┌────────
PR #303, opened 2024-09-17
Combine all polled Bno055 classes into common type

### LINKED ISSUE #281: Consolidate passthrough BNO055 configure and data operators
The BNO055 has a unique configuration and data operator for each of the passthrough-based headstage it works with. For example:

https://github.com/open-ephys/onix-bonsai-onix1/blob/3fdcec67f5f5d548ddf9125d7859565b55a48d08/OpenEphys.Onix1/ConfigureNeuropixelsV2eBno055.cs#L11

There are others in
- Miniscope
- Neuropixels V1
- Neuropixels V2 Beta

This seems very redundant. Why can they not be consolidated? will in be confusing that `ConfigureBno055` and `Bno055Data` is not he same as whatever consolidated class we come up with?

jonnew:
- ConfigurePolledBno055 and PolledBno055Data classes replace headstage specific versions of the same thing. Axis map is defined via a couple properties that are not browsable in editor
- Old configuration and data operators are marked obsolete
- Fixes #281


OpenEphys.Onix1/ConfigurePolledBno055.cs
```diff
@@ -0,0 +1,215 @@
...
+
+        public bool Enable { get; }
+    }
+
+    /// <summary>
+    /// Specifies the axis map of a Bno055 IMU
+    /// </summary>
+    /// <remarks>
+    /// The axis of the device can be reconfigured to the new reference axis to account for
+    /// differences it its mounting position. The following values can be applied to the Bno055's
```
bparks13, line 143: "differences it its" => "differences i**n** its"

OpenEphys.Onix1/ConfigureNeuropixelsV1eHeadstage.cs
```diff
@@ -43,16 +43,17 @@ public ConfigureNeuropixelsV1eHeadstage()
         [Category(DevicesCategory)]
         [TypeConverter(typeof(SingleDeviceFactoryConverter))]
         [Description("Specifies the configuration for the NeuropixelsV1e device.")]
-        public ConfigureNeuropixelsV1e NeuropixelsV1e { get; set; } = new();
+        public ConfigureNeuropixelsV1e NeuropixelsV1e { get; set; } = new();
```
bparks13, line 46: nit: Extra whitespace

OpenEphys.Onix1/ConfigurePolledBno055.cs
```diff
@@ -0,0 +1,215 @@
...
+        /// </remarks>
+        [Category(ConfigurationCategory)]
+        [Description("Specifies whether the Bno055 device is enabled.")]
+        public bool Enable { get; set; } = true;
+
+        /// <summary>
+        /// Gets or sets the axis map that will be applied during configuration.
+        /// </summary>
+        [Browsable(false)]
+        public Bno055AxisMap AxisMap { get; set; }
```
bparks13, line 55: Since these are not browsable they can't be modified by the user in Bonsai, but should these be settable? These seem like they should not be changeable once configured.

jonnew: This is completely resolved in latest commit.

PR #315, opened 2024-09-29
Functional onix-headstage-neuropix1 support

jonnew:
- Needs XML docs
- Needs GUI integration
- Needs testing with more than one probe


jonnew:
@bparks13 
- I removed the "e" suffix in a bunch of NeuropixelsV1**e** classes that are actually generic across headstages. 
- This headstage is needs GUI integration
- It also needs xml docs, but I can do that once you've done the GUI work.

jonnew:
It seems like there is a little left over icon at the bottom of the GUI still:

image

jonnew:
When i run the GUI on a ConfigureNeuropixelsV1f (no headstage), there is a "Probe A" indicator in the window title:

image

I dont think that should be there because the A vs. B is given by the device address in this case.

bparks13:
@jonnew The icon is supposed to be there, it indicates if the calibration files are valid, and if the serial numbers of the files match. This does not touch hardware, but is meant as an easy way to see which files are currently loaded and if they match.

However, the text is being cut off, which is incorrect, so that needs to be fixed.

bparks13 (approved):
Looks good, ready for a final review with hardware and testing the GUI.

jonnew:
Looks good now, however, the NP2.0 GUIs show this:

image

it would be nice if it had the same look as NP1.0:

image

jonnew:
@aacuevas

bparks13:
@jonnew the 2.0 dialogs have been updated to match these changes to 1.0

PR #332, opened 2024-10-13
Tweaks for passthrough devices and miniscope fixes

### LINKED ISSUE #324: I2C rate control should be done on the serializer
On the miniscope, rate control is set through i2c calls to the deserializer, when it is the serializer registers which should be set

https://github.com/open-ephys/bonsai-onix1/blob/cd87fc45d58b87e92598ff037144c3f98a5befd2/OpenEphys.Onix1/ConfigureUclaMiniscopeV4Camera.cs#L195

### LINKED ISSUE #325: DS90UB9xSerializerI2CRegister are valid for DS90UB953 only
The `DS90UB9x.DS90UB9xSerializerI2CRegister` enum contains addresses for i2c access to the remote serializer.
There particular addresses are valid for DS90UB953 serializers, but invalid for the 933 or 913 variants, so headstages using these variants are not properly set-up.

There should be to enums, one for 953 and another for 913/933 variants. Since we know which chip each headstage is using, it should be straightforward to just use the appropriate adress enum as needed.

### LINKED ISSUE #326: SERDES link might not be fully initialized on passthrough devices
Some of the critical SERDES startup parameters are initialized by hardware. On the old library, we relied on the implicit order of operations for the hardware to set them up before switching to passthrough mode. In the new library, I suspect it might not always be the case.

It would be generally safe to run the standard initialization sequence on software when initializing a passthrough device, to ensure correct functionality.

### LINKED ISSUE #327: On miniscope, waiting for pll to settle might be causing instability
This is a purely empirical result done on a very limited set of devices.

However, I have noticed that when removing the waiting times on PLL activation, set on:
https://github.com/open-ephys/bonsai-onix1/blob/cd87fc45d58b87e92598ff037144c3f98a5befd2/OpenEphys.Onix1/ConfigureUclaMiniscopeV4Camera.cs#L222

register access to the atmega registers become much more reliable.

The old library did not include these waits, so they might be creating some unintended consequence.

### LINKED ISSUE #328: On miniscope headstage, a small wait before checking link state might help
By the ds90ub9xx serdes specification, LOCK state might take up to a hundred milliseconds to appear after all settings have been set

As such, it would be helpful to add such a wait state before checking the lock register at:
https://github.com/open-ephys/bonsai-onix1/blob/cd87fc45d58b87e92598ff037144c3f98a5befd2/OpenEphys.Onix1/ConfigureUclaMiniscopeV4.cs#L168

For reference, this is a wait state that existed on the old library, I believe it does not hurt to import it to here, specially since this one stems from a documented constraint.

### LINKED ISSUE #329: In miniscope power discovery, Configuredeserializer should be called inside try block
This line
https://github.com/open-ephys/bonsai-onix1/blob/cd87fc45d58b87e92598ff037144c3f98a5befd2/OpenEphys.Onix1/ConfigureUclaMiniscopeV4.cs#L156

should be called inside the following try block. This, however, includes lines that write into the remote serializer. Since this is called during power discovery, it could be that these get called with insuficient power, resulting in a failed read. Thus, either the whole `ConfigureDeserializer` method should be called inside the try block, or the serializer-related lines should be called on a different method, inside the try block

aacuevas:
This aims to solve some issues regarding miniscope initialization, but adds some tweaks that can potentially prevent issues on neuropixel devices as well

- Adds a static method for initializing the serdes link
- Adds a static method for setting serializer i2c rate speed easily
- Changed the serializer register enums for a full name `DS90UB933SerializerRegisters` , and include enum for 953 variant, removing any possible ambiguity since register addresses are different.
- Miniscope I2C rate is set to 80KHz, which is the value that it had in the latest 0.3 release and which worked at SfN. We can experiment with rates to find the optimum one.
- Fixes #324
- Fixes #325 
- Fixes #326 
- Fixes #327 
- Fixes #328
- Fixes #329

I thought about creating a proper "serdes link" managing class which had methods to access GPIOs and all, but I decided against it. Long-term plan is to remove passthrough access altogether, so any extra work, which would have required device logic changes as well, seems unneeded.

### DIFF
--- a/OpenEphys.Onix1/ConfigureNeuropixelsV1e.cs
+++ b/OpenEphys.Onix1/ConfigureNeuropixelsV1e.cs
@@ -166,8 +166,8 @@ namespace OpenEphys.Onix1
                 var deviceInfo = new NeuropixelsV1eDeviceInfo(context, DeviceType, deviceAddress, probeControl);
                 var shutdown = Disposable.Create(() =>
                 {
-                    serializer.WriteByte((uint)DS90UB933SerializerI2CRegister.GPIO10, NeuropixelsV1e.DefaultGPO10Config);
-                    serializer.WriteByte((uint)DS90UB933SerializerI2CRegister.GPIO32, NeuropixelsV1e.DefaultGPO32Config);
+                    serializer.WriteByte((uint)DS90UB933SerializerI2CRegister.Gpio10, NeuropixelsV1e.DefaultGPO10Config);
+                    serializer.WriteByte((uint)DS90UB933SerializerI2CRegister.Gpio32, NeuropixelsV1e.DefaultGPO32Config);
                 });
                 return new CompositeDisposable(
                     DeviceManager.RegisterDevice(deviceName, deviceInfo),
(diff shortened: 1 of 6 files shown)


aacuevas:
As a note, this is mostly what was implemented on the SfN demo, with proper cleanups and methods and including the serdes init logic on the neuropixel probes as well.
I would recommend testing in case any typo might have introduced a passtrhough-wide bug, but overall should be the same logic.

jonnew:
Has nice added benefit of really speeding of npx configuration with i2c running at 400 kHz.

jonnew:
Tests with miniscope V4 indicate big increase in reliability. Could not get it to fail.

PR #340, opened 2024-10-18
Reduced I2C clock when talking to atMega on miniscope

### LINKED ISSUE #334: Can miniscope i2c be switched to 400 kHz post configuration?
Miniscope i2c is turned to 80 kHz during configuration to increase reliability. However, this limits BNO055 sample rate. Does returning it to 400 kHz following configuration affect stability?

jonnew:
- Only set reduced (80 kHz) I2C clock when talking to the atMega, which has a bit-banged implementation
- For the rest of the chips, reset to to 200 kHz, which seems to provide max sampling on BNO while maintaining reliability
- Fixes #334

### DIFF
--- a/OpenEphys.Onix1/ConfigureUclaMiniscopeV4.cs
+++ b/OpenEphys.Onix1/ConfigureUclaMiniscopeV4.cs
@@ -22,8 +22,7 @@ namespace OpenEphys.Onix1
     /// </remarks>
     public class ConfigureUclaMiniscopeV4 : MultiDeviceFactory
     {
-
-        const double MaxVoltage = 5.6;
+        const double MaxVoltage = 5.7;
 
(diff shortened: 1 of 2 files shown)


aacuevas (approved):
The only weird interaction that I can see is that, when changing a miniscope parameter (e.g.: led brightness), the threading model could: Set I2C SCLHigh value, poll a BNO value, then set the SCLLow and perform other operations. However, this should not be an issue, it would be akin to clock stretching, which already happens.

It should be documentes, nonetheless, that polledBNO does not guarantee pure periodicity and that it might be affected even further by this sporadic parameter changes.

Apart for this specific thing, which we just need to be aware of, I think this is a good overall solution. I assume it was tested in hardware as well.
└────────
**YOUR INSTRUCTIONS**
When you reach the line in the material above that holds "it would be nice", begin reproducing lines exactly, and stop after the line that holds "### LINKED ISSUE #326: SERDES".

**REPLY**
it would be nice if it had the same look as NP1.0:

image

jonnew:
@aacuevas

bparks13:
@jonnew the 2.0 dialogs have been updated to match these changes to 1.0

PR #332, opened 2024-10-13
Tweaks for passthrough devices and miniscope fixes

### LINKED ISSUE #324: I2C rate control should be done on the serializer
On the miniscope, rate control is set through i2c calls to the deserializer, when it is the serializer registers which should be set

https://github.com/open-ephys/bonsai-onix1/blob/cd87fc45d58b87e92598ff037144c3f98a5befd2/OpenEphys.Onix1/ConfigureUclaMiniscopeV4Camera.cs#L195

### LINKED ISSUE #325: DS90UB9xSerializerI2CRegister are valid for DS90UB953 only
The `DS90UB9x.DS90UB9xSerializerI2CRegister` enum contains addresses for i2c access to the remote serializer.
There particular addresses are valid for DS90UB953 serializers, but invalid for the 933 or 913 variants, so headstages using these variants are not properly set-up.

There should be to enums, one for 953 and another for 913/933 variants. Since we know which chip each headstage is using, it should be straightforward to just use the appropriate adress enum as needed.

### LINKED ISSUE #326: SERDES link might not be fully initialized on passthrough devices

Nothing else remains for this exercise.